Must the cores of a multi-core CPU all share L3 caches? is it possible that a cpu has several L3 level caches? For example, suppose a cpu has 24 cores, and no three cores share a L3 cache, so there are 8 L3 caches.
1 Answer
AMD Zen family does this with each "core complex" (CCX) of 4 or 8 cores sharing an L3, but no whole-chip shared cache outside that. AMD's Infinity Fabric connects the CCXs to each other and to memory controllers and I/O, with many-core CPUs build out of multiple modules of CCXs + memory controllers + I/O.
This is a lot like traditional multi-socket systems where each socket had a chip with one shared L3 for all its cores, and links to other sockets with snoop filters to keep bandwidth down to manageable levels (and keep latency fast within one socket / CCX). There are NUMA-style inter-core latency differences for pairs of cores within the same CCX vs. in different CCXs.
The low-end models only have one CCX, which is up to 4 cores in Zen 1 & 2,
or up to 8 cores in Zen 3 and 4. The amount of L3 cache per CCX can vary by model with one generation.
For more details see:
https://en.wikichip.org/wiki/amd/microarchitectures/zen#CPU_Complex_.28CCX.29
https://en.wikichip.org/wiki/amd/microarchitectures/zen_2#Core_Complex
https://en.wikichip.org/wiki/amd/microarchitectures/zen_3#Key_changes_from_Zen_2
https://chipsandcheese.com/2022/11/08/amds-zen-4-part-2-memory-subsystem-and-conclusion/
Intel has also done this in a much worse way, for Core 2 Quad by basically sticking two Core 2 Duo dies in one package, with the interconnect between them being the FSB (frontside bus) which was about as slow as going to DRAM. (Last-level cache in those days was L2, so it was two separate L2 caches.) See the "Final Words (Dunnington)" section in chips&cheese's historical look back at Dunnington for some description of how things worked in Core 2 Quads that didn't have its uncore / shared L3, literally just having the other chip snoop the shared FSB and respond instead of DRAM if it had a copy of the line.
Some modern chips have groups of 2 to 4 cores sharing a medium-sized L2, but with multiple groups on the same processor all backed by a large shared L3. For example Intel's E-cores in Alder Lake do this.
AMD's Bulldozer-family did even tighter coupling of a pair of weak integer cores sharing a front-end and L1i cache, and the SIMD/FP unit (calling it CMT as an alternative to SMT.) But separate per-core write-through L1d caches with a shared L2. https://www.realworldtech.com/bulldozer/2/. There was a single L3 shared across the whole chip, though. Bulldozer was overall not very high performance for a lot of reasons.

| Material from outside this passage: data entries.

PR #1005, opened 2026-07-02
feat: add performance tracing spans to the consensus stages

etorreborre:
This PR adds a few spans dedicated to the measure of the node performance, w.r.t the network (as specified in EDR-26):
    - `perf.header.forward` measures the time between the reception of a header and its adoption as the best tip.
    - `perf.block.fetch` measures the time it takes to fetch a block from peers.
    - `perf.fork.switch` measures the time it takes to switch to a new fork from the moment it is detected to the moment its new tip is adopted.
    - `perf.header.block_fetch_wait` measures the time between the moment we receive a header and the moment we start fetching its block.
    
Note: the creation and passing of these spans is a bit tricky. If the logic is wrong:
   - They might not be closed at the right time.
   - They could accumulate and create memory leaks.

## Summary by CodeRabbit

* **New Features**
  * Added performance tracing for header forwarding, block-fetch waits, block fetching, and fork switching.
  * Added outcomes and timing details to help diagnose consensus and node performance.
* **Documentation**
  * Documented the new performance trace targets, spans, fields, and schemas.
  * Added an unreleased changelog entry for the performance tracing improvements.


etorreborre:
@coderabbit review

crates/amaru-consensus/src/stages/fetch_blocks/mod.rs
```diff
@@ -116,6 +116,13 @@ pub struct FetchBlocks {
     /// this stage are children of that context
     #[serde(skip, default)]
     trace_context: Option<TraceContext>,
+    /// Trace contexts sent by the select_chain stage tracking the time between the reception of a header
+    /// and the emission of a request for its block.
+    #[serde(skip, default)]
```
rkuhn: This annotation is always a smell, and there is a risk of adding code that depends on the contents of these maps for details of the behaviour, which will then break determinacy of the stage. Can this not be serialized?

crates/amaru-consensus/src/stages/fetch_blocks/mod.rs
```diff
@@ -342,6 +376,13 @@ impl FetchBlocks {
             return;
         }
 
+        // close the performance fetch span
+        if let Some(span) = self.perf_block_fetch_spans.remove(&point.hash()) {
+            drop(span);
+        } else {
+            tracing::warn!("received a block that was not requested: {}", point.hash());
```
rkuhn: This is something that will happen incorrectly during replay.

crates/amaru-consensus/src/stages/fetch_blocks/mod.rs
```diff
@@ -387,6 +431,19 @@ impl FetchBlocks {
         let trace_context = self.trace_context.take().unwrap_or_default();
         eff.send(&self.upstream, SelectChainMsg::FetchNextFrom(from, trace_context)).await;
     }
+
+    fn close_perf_spans(&mut self) {
```
rkuhn: Not sure I understand where this is useful, but the implementation is needlessly complicated: why not just clear both maps? The result should be the same.

crates/amaru-consensus/src/stages/fetch_blocks/mod.rs
```diff
@@ -387,6 +431,19 @@ impl FetchBlocks {
...
+        // Close the perf spans for fetched blocks
+        for span in std::mem::take(&mut self.perf_block_fetch_spans).into_values() {
+            drop(span)
+        }
+        self.perf_block_fetch_spans.clear();
```
rkuhn, line 478: this is a noop

rkuhn (commented):
not a full review yet, will need to catch up with @etorreborre to get background

crates/amaru-consensus/src/stages/fetch_blocks/mod.rs
etorreborre: The idea was to avoid serializing data that was not useful for replay because tracing should not interfere (to spare runtime cycles + storage). But I see your point that we could get a different replay outcome in case we do, by accident, change the stage behavior when processing traces.

crates/amaru-consensus/src/stages/fetch_blocks/mod.rs
etorreborre: Absolutely, fixed.

crates/amaru-consensus/src/stages/fetch_blocks/mod.rs
etorreborre: Right, I'm going to investigate how make it serializable (cf. the comment above).

crates/amaru-consensus/src/stages/fetch_blocks/mod.rs
rkuhn: I was also under the impression that the important part (the trace ID and header_hash) should be readily serializable. I haven’t yet pulled together the full story around TraceContext, though.

crates/amaru-consensus/src/stages/fetch_blocks/mod.rs
etorreborre: Done. One caveat though: spans are not serializable. So if a span was included in the trace context, it is deserialized as an empty span when the trace context is deserialized.

rkuhn: This code is still depending on the `self.perf_block_fetch_spans` map, which will be empty after deserialization, thus not deterministically replayable.

crates/amaru-consensus/src/stages/select_chain/mod.rs
```diff
@@ -219,17 +255,45 @@ impl SelectChain {
                 self.tips.insert(tip.hash(), ancestors);
             } else {
                 tracing::info!(%parent, %tip, "upstream tip depends on invalid block");
+                self.end_perf_header_trace_context(&tip.hash(), PerfHeaderForwardOutcome::AbandonedBlock);
+                self.end_perf_fork_switch_span(&tip.hash(), PerfForkSwitchOutcome::AbandonedBlock);
```
rkuhn: Shouldn’t this instead just be `self.end_perf_header_trace_context(...)`?

And shouldn’t the reason be InvalidBlock? (I haven’t yet read everything below)

crates/amaru-consensus/src/stages/select_chain/mod.rs
```diff
@@ -219,17 +255,45 @@ impl SelectChain {
...
+                // Close the perf spans for unvalidated blocks that are not part of the new best branch
+                for hash in best_tip_unvalidated_blocks.iter().filter(|h| !new_best_unvalidated_blocks.contains(h)) {
+                    self.end_perf_header_trace_context(hash, PerfHeaderForwardOutcome::AbandonedBlock);
+                }
+            }
             if self.may_fetch_blocks {
                 self.may_fetch_blocks = false;
-                eff.send(&self.downstream, NewBestTip { tip, parent, trace_context: parent_context }).await;
+                let perf_header_block_fetch_wait_trace_contexts =
+                    std::mem::take(&mut self.perf_header_block_fetch_wait_trace_contexts);
```
rkuhn: This looks brittle: how do we ensure that this map contains exactly and only the correct entries?

crates/amaru-consensus/src/stages/select_chain/mod.rs
```diff
@@ -219,17 +255,45 @@ impl SelectChain {
...
+                        parent,
+                        trace_context: parent_context,
+                        perf_header_block_fetch_wait_trace_contexts,
+                    },
+                )
+                .await;
             }
             self.best_tip = Some(header);
+        } else {
+            self.end_perf_header_trace_context(&tip.hash(), PerfHeaderForwardOutcome::LosingHeader);
```
rkuhn: How does the tracing deal with actual forks? During such a situation, the branch that will eventually end up losing may be ahead for some time, during which the other branch’s headers will get to this point. How are their spans re(opened|created) once we switch to the now winning branch?

crates/amaru-consensus/src/stages/select_chain/mod.rs
```diff
@@ -260,16 +324,20 @@ impl SelectChain {
                     v.drain(0..=idx);
                 }
             });
+            self.end_perf_header_forward_trace_context(&h, PerfHeaderForwardOutcome::ValidBlock);
+            self.end_perf_fork_switch_span(&h, PerfForkSwitchOutcome::ValidBlock);
```
rkuhn, line 330: At this point we’re getting the first block on the chain that we may be switching to, meaning that the switch is not necessarily complete. Why close the span already?

rkuhn (commented):
There are some pieces that may be wrong (or I misunderstood), and in general I get the feeling that especially in select_chain the tracking of span&context state changes is more complex than the weaving into the rest of the code (which is already non-trivial) permits. Perhaps the whole perf tracking should be factored out into a separate data structure that just gets informed of relevant events? This could then also have a specialised serde impl that only writes which hashes are “known” and supplies fresh spans upon deserialization. I’m not certain about any of this, just voicing my gut feeling — let me know if you want to join a quick brainstorming.

crates/amaru-consensus/src/stages/select_chain/mod.rs
etorreborre: Yes, this one is useless, I removed it.
It's `AbandonedBlock` because this block didn't directly failed validation.

crates/amaru-consensus/src/stages/select_chain/mod.rs
etorreborre: This only closes the span if the header hash `h` corresponds to the fork tip, which we store alongside the open span.

crates/amaru/build.rs
```diff
@@ -256,6 +262,52 @@ fn collect_workspace_type_aliases(
...
+    }
+
+    for relative_path in split_nul_terminated_paths(&output.stdout) {
+        let path = workspace_dir.join(relative_path);
+        let crate_name = crate_name_from_workspace_relative_path(Path::new(relative_path));
+
+        println!("cargo:rerun-if-changed={}", path.display());
+        let source = fs::read_to_string(&path)?;
+        collect_type_aliases_from_source(&source, aliases, crate_name.as_deref());
+    }
```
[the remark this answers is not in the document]
etorreborre: Fixed.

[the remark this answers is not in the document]
etorreborre: Removed from this PR

etorreborre:
@rkuhn I changed the processing of perf spans:

 - The spans associated to potential forks are preserved instead of being dropped (I did this as a first approximation to collect data in the steady state of growing one main branch)
 - The spans that could not be closed by the `fetch_block` stage and passed back to the `select_chain` stage.
 
 There might be a better solution, for example by sending events to a separate stage that could emit synthetic spans. I think that this is possible with OpenTelemetry `SpanBuilder` API. We can discuss this.

rkuhn (commented):
I still think that the logic inlined and mixed with the already non-trivial chain selection is too complex to be reasonable. Could you move all TraceContext and Span handling into a separate struct with optimised serde representation and method names matching the messaging semantics of select_chain? That way the impact on select_chain code is only one line per relevant activity and the trace handling can be reviewed without getting caught up in chain selection logic.

etorreborre:
Closing this one for now. I will propose something simpler.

ARM Cortex-A510 can be clustered in a similar way, sharing an FPU, L2 cache, and L2 TLB. (chipsandcheese discusses the tradeoffs for that in-order efficiency core). But again, there's normally a shared L3 as a backstop outside this.
Apple A14 has 8MiB of L2 cache shared between the two Firestorm big-cores. But there's also a slower L3 shared last-level cache for them + the Ice Storm E-cores and the GPU etc.